Is there any way to tell her indirectly that I want am going to a con for anthros/furries. Any suggestions will be extremely appreciated.


----------



## Falaffel (Jun 29, 2013)

You ask them?


----------



## Kalmor (Jun 29, 2013)

Just ask? Though you're better off waiting until you're a legal adult.

Also - http://forums.furaffinity.net/threa...OU-DON-T-HAVE-TO-quot-COME-OUT-quot-AS-FURRY!

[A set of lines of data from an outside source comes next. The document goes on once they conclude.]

PR #595, opened 2021-01-17
doc: Add docs and tests for no_var

umucorn:
This PR contributes to #159 by adding linting docs to `no_var`.

Should I add non-failing tests for `no_var` using `const` and `let` keywords? I'm not sure because `const` and `let` keywords are not even visited by this rules code.

### DIFF
--- a/src/rules/no_var.rs
+++ b/src/rules/no_var.rs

Anthrocon's website has a great page that explains furry - http://www.anthrocon.org/about-furry

Though honestly. The fandom isn't a big deal and you're over-thinking this "telling your parents" thing.


----------



## MoofyBlazeScott (Jun 29, 2013)

Raptros said:


> Just ask? Though you're better off waiting until you're a legal adult.
> 
> Also - http://forums.furaffinity.net/threa...OU-DON-T-HAVE-TO-quot-COME-OUT-quot-AS-FURRY!
> 
> ...



I get what you mean and I was expecting this answer, however, can I suggest going to google and typing furry into google images and telling me what you would think someone who doesn't know about the furry fandom would think? this is all i mean, there is so much material on the internet that my family wouldn't approve of its would be a little hard for them not to assume things.


----------



## Kalmor (Jun 29, 2013)

MoofyBlazeScott said:


> I get what you mean and I was expecting this answer, however, can I suggest going to google and typing furry into google images and telling me what you would think someone who doesn't know about the furry fandom would think? this is all i mean, there is so much material on the internet that my family wouldn't approve of its would be a little hard for them not to assume things.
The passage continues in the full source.